- Opening Delimiter -

PR #6757, opened 2023-07-10
EVG-20419 log otel errors

ybrill:
[EVG-20419](https://jira.mongodb.org/browse/EVG-20419)

### Description
If the client fails to upload spans it will log the error with the otel error handler. By default this just goes to stdout which ends up in the service logs on the host. It would make things a lot easier if they went with the rest of our logging to Splunk.

We already do this for the agent [here](https://github.com/evergreen-ci/evergreen/blob/0b38c0c784757ca57aa54a8ced532d02c49435db/agent/otel.go#L89-L91).

### DIFF
--- a/environment.go
+++ b/environment.go
@@ -883,7 +883,7 @@ func (e *envState) initTracer(ctx context.Context) error {
 	tp.RegisterSpanProcessor(utility.NewAttributeSpanProcessor())
 	otel.SetTracerProvider(tp)
 	otel.SetErrorHandler(otel.ErrorHandlerFunc(func(err error) {
-		grip.Error(errors.Wrap(err, "encountered otel error"))
+		grip.Error(errors.Wrap(err, "otel error"))
 	}))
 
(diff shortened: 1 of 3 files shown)


environment.go
```diff
@@ -882,6 +882,9 @@ func (e *envState) initTracer(ctx context.Context) error {
 	)
 	tp.RegisterSpanProcessor(utility.NewAttributeSpanProcessor())
 	otel.SetTracerProvider(tp)
+	otel.SetErrorHandler(otel.ErrorHandlerFunc(func(err error) {
+		grip.Error(errors.Wrap(err, "encountered otel error"))
```
julianedwards, line 886: I would set the message as `otel error`.

julianedwards (changes requested):

environment.go
ybrill: done

opsnlops (approved):
LGTM!

PR #7538, opened 2024-02-15
DEVPROD-728 Log and system fail the task when an agent is re-requesting the same next task a suspicious number of times

malikchaya2:
DEVPROD-728 

### Description
The next task loop in the agent + the coordination with the next task endpoint is likely to cause outages if we change it because if the agent panics, it can repeatedly ask for the next task forever, and the app server will repeatedly give it the same task. 

Repeatedly asking for the same task many times is the most obvious indicator that something is wrong. This system fails the task and logs. An alert will be set up as well so that engineers can manually intervene when it happens, a revert is likely needed. 

### Testing
Added unit tests.


config.go
```diff
@@ -38,7 +38,7 @@ var (
 
 	// Agent version to control agent rollover. The format is the calendar date
 	// (YYYY-MM-DD).
-	AgentVersion = "2024-02-12"
+	AgentVersion = "2024-02-15"
```
Kimchelly, line 41: Does the agent version need to be updated? All the changes look like they're on the app server, not the agent.

model/task/db.go
```diff
@@ -2839,6 +2840,16 @@ func SetHasAnnotations(taskId string, execution int) error {
 	return errors.Wrapf(err, "marking task '%s' as having annotations", taskId)
 }
 
+// SetNumNextTaskDispatches sets the next task count for a task.
+func SetNumNextTaskDispatches(taskId string, execution int, count int) error {
+	err := UpdateOne(
+		ByIdAndExecution(taskId, execution),
+		bson.M{"$set": bson.M{
+			NumNextTaskDispatchesKey: count,
+		}})
```
Kimchelly, line 2849: nit: don't forget to update the in-memory task itself. I don't think it's that important though if you want to ignore this.

model/task/db.go
```diff
@@ -2839,6 +2840,16 @@ func SetHasAnnotations(taskId string, execution int) error {
 	return errors.Wrapf(err, "marking task '%s' as having annotations", taskId)
 }
 
+// SetNumNextTaskDispatches sets the next task count for a task.
+func SetNumNextTaskDispatches(taskId string, execution int, count int) error {
+	err := UpdateOne(
+		ByIdAndExecution(taskId, execution),
+		bson.M{"$set": bson.M{
```
Kimchelly, line 2847: Should this be `$inc` rather than `$set` with an incremented count? `$inc` is slightly safer because it'll increment the counter in a way that's thread-safe.

model/task/db.go
```diff
@@ -2839,6 +2840,16 @@ func SetHasAnnotations(taskId string, execution int) error {
 	return errors.Wrapf(err, "marking task '%s' as having annotations", taskId)
 }
 
+// SetNumNextTaskDispatches sets the next task count for a task.
```
Kimchelly, line 2843: nit: `sets the number of times a host has requested this task and execution as its next task`.

model/task/task.go
```diff
@@ -499,14 +503,19 @@ func (t *Task) IsDispatchable() bool {
...
-	return t.IsHostTask() && t.WillRun()
+	return t.IsHostTask() && t.WillRun() && !t.IsStuckTask()
 }
 
 // IsHostTask returns true if it's a task that runs on hosts.
 func (t *Task) IsHostTask() bool {
 	return (t.ExecutionPlatform == "" || t.ExecutionPlatform == ExecutionPlatformHost) && !t.DisplayOnly
 }
 
+// IsStuckTask returns true if the task has been dispatched over a set number of times.
```
Kimchelly, line 514: nit: `dispatched over the system limit`

rest/route/host_agent.go
```diff
@@ -663,6 +683,15 @@ func assignNextAvailableTask(ctx context.Context, env evergreen.Environment, tas
 			continue
 		}
 
+		err = task.SetNumNextTaskDispatches(nextTask.Id, nextTask.Execution, nextTask.NumNextTaskDispatches+1)
```
Kimchelly, line 686: Does this get reset back to 0 when the task restarts?

rest/route/host_agent.go
```diff
@@ -663,6 +683,15 @@ func assignNextAvailableTask(ctx context.Context, env evergreen.Environment, tas
...
+		if err != nil {
```
Kimchelly, line 687: nit: L687-692 can be simplified down to `grip.Error(message.WrapError(err, message.Fields { ...}))` because `message.WrapError` already suppresses logging for nil errors.

rest/route/host_agent.go
```diff
@@ -525,6 +525,26 @@ func assignNextAvailableTask(ctx context.Context, env evergreen.Environment, tas
...
+				// in that case it will likely cause the same panic again. This resets the task and logs so that the task
+				// doesn't have to  be manually unstuck and an alert can be set up that alerts engineers who can manually
+				// intervene and fix the agent -- likely via a revert.
+				msg := fmt.Sprintf("The agent has re-requested the same task '%d' times.", evergreen.MaxTaskDispatchAttempts)
+				msg += " It's possible that the agent hit a panic and is in a bad state."
+
+				grip.Error(message.Fields{
+					"message":   msg,
+					"distro_id": d.Id,
+					"task_id":   nextTask.Id,
```
Kimchelly, line 543: Can we also include the task execution? May help with debugging.

rest/route/host_agent.go
```diff
@@ -525,6 +525,26 @@ func assignNextAvailableTask(ctx context.Context, env evergreen.Environment, tas
 				"host_id":   currentHost.Id,
 			}))
 
+			if nextTask.IsStuckTask() {
+				if err := model.EndAndResetSystemFailedTask(ctx, env.Settings(), nextTask, evergreen.TaskDescriptionStranded); err != nil {
+					return nil, false, errors.Wrap(err, "ending and resetting system failed task")
+				}
+				// The agent requesting the same task over and over again is a sign that the agent may have hit a panic
```
Kimchelly, line 532: I don't think we need to be so specific with what we guess is the cause. The agent could be doing this for other reasons, like having a non-panic-related bug, or something unusual going on in the host that shuts down the agent. I think it would suffice to say something short and simple to the effect of (but maybe not with these exact words) "the agent is expected to run the task once it's been assigned it. If it's asking for to run the same next task over and over after it's been assigned that task before, there's an issue going on".

model/task/task.go
```diff
@@ -499,14 +503,19 @@ func (t *Task) IsDispatchable() bool {
 // IsHostDispatchable returns true if the task should run on a host and can be
 // dispatched.
 func (t *Task) IsHostDispatchable() bool {
-	return t.IsHostTask() && t.WillRun()
+	return t.IsHostTask() && t.WillRun() && !t.IsStuckTask()
```
Kimchelly, line 506: See my comment about `assignNextAvailableTask`, but I don't think this would ever actually run. If the host has already been assigned a task, it'll never hit this case.

rest/route/host_agent.go
```diff
@@ -525,6 +525,26 @@ func assignNextAvailableTask(ctx context.Context, env evergreen.Environment, tas
 				"host_id":   currentHost.Id,
 			}))
 
+			if nextTask.IsStuckTask() {
```
Kimchelly, line 528: I'm pretty sure if we want to check for the issue described in the ticket (a host being assigned a task, and then asking for that task over and over again), we have to check it [here in sendBackRunningTask](https://github.com/evergreen-ci/evergreen/blob/8fe05b3b8f9e14487101ac82e3f308e959b8b2d7/rest/route/host_agent.go#L182-L1846) instead of in `assignNextAvailableTask`. If a host has already been assigned a task by the app server, its RunningTask will be set, so that case will just hand the already-assigned task back to the host again, meaning it'll never reach `assignNextAvailableTask` with that same task again.

rest/route/host_agent.go
Kimchelly, line 686: A similar thing to the above comment, but in the case where [the host is already assigned a running task](https://github.com/evergreen-ci/evergreen/blob/8fe05b3b8f9e14487101ac82e3f308e959b8b2d7/rest/route/host_agent.go#L182-L184), we should increment the dispatch count.

rest/route/host_agent.go
```diff
@@ -525,6 +525,26 @@ func assignNextAvailableTask(ctx context.Context, env evergreen.Environment, tas
...
+				// doesn't have to  be manually unstuck and an alert can be set up that alerts engineers who can manually
+				// intervene and fix the agent -- likely via a revert.
+				msg := fmt.Sprintf("The agent has re-requested the same task '%d' times.", evergreen.MaxTaskDispatchAttempts)
+				msg += " It's possible that the agent hit a panic and is in a bad state."
+
+				grip.Error(message.Fields{
+					"message":   msg,
+					"distro_id": d.Id,
+					"task_id":   nextTask.Id,
+					"host_id":   currentHost.Id,
```
Kimchelly, line 544: Can we include the agent's revision in this message so we can determine if it's a bad agent deploy?

rest/route/host_agent.go
```diff
@@ -525,6 +525,26 @@ func assignNextAvailableTask(ctx context.Context, env evergreen.Environment, tas
 				"host_id":   currentHost.Id,
 			}))
 
+			if nextTask.IsStuckTask() {
+				if err := model.EndAndResetSystemFailedTask(ctx, env.Settings(), nextTask, evergreen.TaskDescriptionStranded); err != nil {
```
Kimchelly, line 529: I think what we want here is `ClearAndResetStrandedHostTask` rather than `EndAndResetSystemFailedTask` because `EndAndResetSystemFailedTask` doesn't de-assign the task from the host.

Kimchelly (changes requested):

model/task/db.go
```diff
@@ -2866,6 +2867,18 @@ func SetHasAnnotations(taskId string, execution int) error {
 	return errors.Wrapf(err, "marking task '%s' as having annotations", taskId)
 }
 
+// SetNumNextTaskDispatches sets the number of times a host has requested this
+// task and execution as its next task.
+func (t *Task) SetNumNextTaskDispatches() error {
```
Kimchelly, line 2872: Can we call this `IncNumNextTaskDispatches` or something since it's doing a +1 now instead of setting the value?

rest/route/host_agent.go
Kimchelly: Oh I was referring to whether this count gets reset back to 0 if you restart the task. When restarting a task, we basically make a copy of the task and [reset some fields back to a clean state](https://github.com/evergreen-ci/evergreen/blob/21c2cae10e46d135e26b1dcd771add7a4c09658a/model/task/task.go#L2232). So for example, if the number of dispatches is 3 for this task execution, then when the user restarts it, we should make sure that this count resets back to 0 dispatches for the next execution.

rest/route/host_agent.go
```diff
@@ -1085,6 +1091,25 @@ func sendBackRunningTask(ctx context.Context, env evergreen.Environment, h *host
...
+		// task over and over again is a sign that something is wrong.
+		msg := fmt.Sprintf("The agent has re-requested the same task '%d' times.", evergreen.MaxTaskDispatchAttempts)
+		msg += " It's possible that the agent is in a bad state."
+
+		grip.Error(message.Fields{
+			"message":        msg,
+			"task_id":        t.Id,
+			"task_execution": t.Execution,
+			"host_id":        h.Id,
+			"agent_version":  evergreen.AgentVersion,
```
Kimchelly, line 1109: This should log `h.AgentRevision` rather than `evergreen.AgentVersion`. `h.AgentRevision` is the version of the agent currently running on the host, whereas `evergreen.AgentVersion` is the "goal" agent version. They can be different for some time after a deploy if the host hasn't gotten a chance to deploy the newest agent yet, and that difference may be particularly relevant when investigating this log.

rest/route/host_agent_test.go
```diff
@@ -994,6 +995,65 @@ func TestAssignNextAvailableTaskWithDispatcherSettingsVersionLegacy(t *testing.T
 			So(shouldTeardown, ShouldBeFalse)
 			So(t, ShouldBeNil)
 		})
+		Convey("a task's NumNextTaskDispatches should be increased by 1", func() {
```
Kimchelly, line 998: Since the above logic was modified to increment the counter when sending back an already-assigned task, should there be a test for when the task reaches the dispatching limit? Would be good to know that the route fixes the host/task as expected when it hits the limit.

rest/route/host_agent.go
```diff
@@ -1085,6 +1091,25 @@ func sendBackRunningTask(ctx context.Context, env evergreen.Environment, h *host
...
+		})
```
Kimchelly, line 1110: Since it's hit the dispatching limit in this case, is this supposed to return early, or continue with the rest of the logic in the fucntion?

Kimchelly (changes requested):

config.go
malikchaya2: I don't think that's set anymore

rest/route/host_agent.go
```diff
@@ -1085,6 +1091,30 @@ func sendBackRunningTask(ctx context.Context, env evergreen.Environment, h *host
...
+			"message":        msg,
+			"task_id":        t.Id,
+			"task_execution": t.Execution,
+			"host_id":        h.Id,
+			"agent_version":  h.AgentRevision,
+		})
+
+		return gimlet.MakeJSONInternalErrorResponder(gimlet.ErrorResponse{
+			StatusCode: http.StatusInternalServerError,
+			Message:    fmt.Sprintf("The agent has re-requested the task '%s' with execution '%d' '%d' times.", t.Id, t.Execution, evergreen.MaxTaskDispatchAttempts),
```
Kimchelly, line 1114: nit: the surrounding single quotes formatting (`'%d'`) around the number usually isn't necessary. It's only really helpful for string formatting because if the string is empty, it won't show any string at all (so it'll just look like a weird blank space).

rest/route/host_agent_test.go
```diff
@@ -994,6 +1032,65 @@ func TestAssignNextAvailableTaskWithDispatcherSettingsVersionLegacy(t *testing.T
...
+			t, shouldTeardown, err := assignNextAvailableTask(ctx, env, taskQueue, model.NewTaskDispatchService(time.Minute), &theHostWhoCanBoastTheMostRoast, details)
+			So(err, ShouldBeNil)
+			So(shouldTeardown, ShouldBeFalse)
+			So(t, ShouldNotBeNil)
+			taskBFromDb, err := task.FindOneId(stillOkayTask.Id)
+			So(err, ShouldBeNil)
+			So(taskBFromDb, ShouldNotBeNil)
+			So(taskBFromDb.IsStuckTask(), ShouldBeTrue)
+		})
+		Convey("a stuck tasks should not error", func() {
```
Kimchelly, line 1067: I don't think this test is relevant anymore it's already covered by the `AStuckNextTaskShouldError` test case, so may be fine to remove.

Kimchelly (approved):
LGTM mod nits.

PR #7539, opened 2024-02-16
DEVPROD-3812 Clear host secret once it is determined to be unreachable

hadjri:
DEVPROD-3812

### Description
We saw an instance where a host got quarantined, but became unresponsive to the logic where we try to [shut down the agent monitor on a host once it's quarantined](https://gist.github.com/hadjri/fd04881487b1b49924f1eb4b2e449e76#file-host_agent-go-L274-L285).

Since the host was unresponsive (whether it was OOMing or something else), this is what caused an endless loop of `"could not prepare host for agent to exit"` errors to be sent to Splunk.

Made a change such that logs an event every time we fail to stop the agent on a quarantined host, and if that event happens N=10 times in a row, clear the host's secret so its agent will stop being able to communicate with the app server.

### Testing
Added a unit test


model/event/host_event_finder.go
```diff
@@ -85,3 +86,15 @@ func AllRecentHostEventsMatchStatus(ctx context.Context, hostId string, n int, s
 	return true
 
 }
+
+// CountFailedExecuteEvents counts the number of failed execute script events
+// for a host
+func CountFailedExecuteEvents(id string) (int, error) {
+	filter := ResourceTypeKeyIs(ResourceTypeHost)
+	filter[ResourceIdKey] = id
+	filter[TypeKey] = EventHostScriptExecuteFailed
```
Kimchelly, line 95: It seems like we would want this to only look through the N most recent events for the host to look for repeated failures, right? Otherwise, a long-lived static host could accumulate these events over time and will always return lots of events.

rest/route/host_agent.go
```diff
@@ -153,6 +157,17 @@ func (h *hostAgentNextTask) Run(ctx context.Context) gimlet.Responder {
 				"agent":         evergreen.AgentVersion,
 				"current_agent": h.host.AgentRevision,
 			}))
+			event.LogHostScriptExecuteFailed(h.host.Id, err)
```
Kimchelly, line 160: Since this is a pretty specific event case for quarantined hosts, can we use a more specific event log type like `LogHostAgentCleanupFailed` rather than reuse the host script event? There are other host scripts that run which are unrelated to this one.

If we go this route, we also have to file a UI ticket to add it to the host event logs.

rest/route/host_agent.go
```diff
@@ -153,6 +157,17 @@ func (h *hostAgentNextTask) Run(ctx context.Context) gimlet.Responder {
...
+			numExecuteFailedEvents, err := event.CountFailedExecuteEvents(h.host.Id)
+			if err != nil {
+				return gimlet.MakeJSONInternalErrorResponder(err)
+			}
+			if numExecuteFailedEvents > hostUnreachableEventThreshold {
+				err = h.host.CreateSecret(ctx, true)
```
Kimchelly, line 166: nit: can combine L166-167.

rest/route/host_agent.go
```diff
@@ -28,6 +28,10 @@ import (
 // if a host encounters more than this number of system failures, then it should be disabled.
 const consecutiveSystemFailureThreshold = 3
 
+// if we fail to execute a script on a host more than this number of times, we can consider the
```
Kimchelly, line 31: nit: fail to clean up the agent on a quarantined host

Kimchelly (changes requested):

rest/route/host_agent.go
hadjri: I've made a change to instead introduce a new counter field on the host that gets reset to zero when its running task gets cleared.

Kimchelly:
Sorry, I thought about this a little more and remembered that you also have to reset this field back to 0 once the host is unquarantined.

hadjri:
> Sorry, I thought about this a little more and remembered that you also have to reset this attempt counter field back to 0 once the host is unquarantined.

Re-requesting review because of this

model/host/db.go
```diff
@@ -1376,6 +1375,25 @@ func (h *Host) IncrementNumAgentCleanupFailures(ctx context.Context) error {
...
+
+// UnsetNumAgentCleanupFailures unsets the NumAgentCleanupFailures field.
+func (h *Host) UnsetNumAgentCleanupFailures(ctx context.Context) error {
+	err := UpdateOne(
+		ctx,
+		bson.M{
+			IdKey: h.Id,
+		},
+		bson.M{
+			"$unset": bson.M{
```
Kimchelly, line 1393: Might be slightly better to `$set` it explicitly to 0 rather than delete the field entirely since the data model doesn't have `omitempty` for the BSON struct tags.

Kimchelly (approved):
LGTM mod one trivial suggestion.

PR #7541, opened 2024-02-16
DEVPROD-939: Create parsley package and add ParsleyFilters field to DBUser struct 

minnakt:
DEVPROD-939

### Description
This PR adds `ParsleyFilters` to the `User` DB model. 

I wanted to reuse the definition for `ParsleyFilter` that we already have in `model/project_ref.go`, but this would cause an import cycle. For this reason, I moved the definition for `ParsleyFilter` to a new folder called `model/parsley`. Feel free to let me know if there's a better place for this!

### Testing
- Added GraphQL tests to fetch parsley filters for user


graphql/user_resolver.go
```diff
@@ -6,10 +6,28 @@ import (
...
+	"github.com/evergreen-ci/evergreen/model/user"
 	restModel "github.com/evergreen-ci/evergreen/rest/model"
 	"github.com/evergreen-ci/utility"
 )
 
+// ParsleyFilters is the resolver for the parsleyFilters field.
+func (r *userResolver) ParsleyFilters(ctx context.Context, obj *restModel.APIDBUser) ([]*restModel.APIParsleyFilter, error) {
+	parsleyFilters := []*restModel.APIParsleyFilter{}
+
+	usr, err := user.FindOneById(utility.FromStringPtr(obj.UserID))
```
ablack12, line 18: should check if the usr is nil

model/parsley/parsley.go
```diff
@@ -0,0 +1,43 @@
+package parsley
```
ablack12, line 1: I'm typically hesitant to have new packages introduced but i see why this is useful, I think it's separate enough that it won't cause issues

model/parsley/parsley.go
```diff
@@ -0,0 +1,43 @@
...
+
+import (
+	"regexp"
+
+	"github.com/mongodb/grip"
+)
+
+// ParsleyFilter represents a filter for the Parsley log viewer. Parsley filters can be defined at
+// the project-level and at the user-level.
+type ParsleyFilter struct {
```
ablack12, line 11: Since this is within a package called Parsley already, it's good practice to just call this struct "Filter" , to reduce naming duplication (`parsley.Filter` as opposed to `parsley.ParsleyFilter`) 
https://google.github.io/styleguide/go/decisions#package-vs-exported-symbol-name

model/parsley/parsley.go
```diff
@@ -0,0 +1,43 @@
...
+	catcher.NewWhen(p.Expression == "", "filter expression must be non-empty")
+
+	if _, regexErr := regexp.Compile(p.Expression); regexErr != nil {
+		catcher.Wrapf(regexErr, "filter expression '%s' is invalid regexp", p.Expression)
+	}
+
+	return catcher.Resolve()
+}
+
+// ValidateParsleyFilters checks that there are no duplicate expressions among the Parsley filters. It also validates
```
ablack12, line 28: Would it not be okay to have multiple filters with the same expression that have different sensitivity / match? Should we check that those aren't the same as well?

model/parsley/parsley.go
```diff
@@ -0,0 +1,43 @@
...
+// each individual Parsley filter.
+func ValidateParsleyFilters(parsleyFilters []ParsleyFilter) error {
```
ablack12, line 30: similarly, this can just be ValidateFilters

ablack12 (changes requested):

model/parsley/parsley_test.go
```diff
@@ -0,0 +1,63 @@
...
+			ExactMatch:    true,
+		},
+		{
+			Expression:    "def",
+			CaseSensitive: false,
+			ExactMatch:    false,
+		},
+	}
+	err = ValidateParsleyFilters(parsleyFilters)
+	require.NoError(t, err)
```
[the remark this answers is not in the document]
minnakt: added!

model/parsley/parsley.go
minnakt: Reading back to my tech design, I'm not sure why I introduced such a strict constraint. Possibly because it was discussed when we reviewed [EVG-18730](https://jira.mongodb.org/browse/EVG-18730) in design sync -- I agree that it seems not necessary though so I removed it

ablack12 (approved):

- Closing Delimiter -

Work item:
Tally the lines in the listing that hold "returns" and report the number alone.

Written answer:
3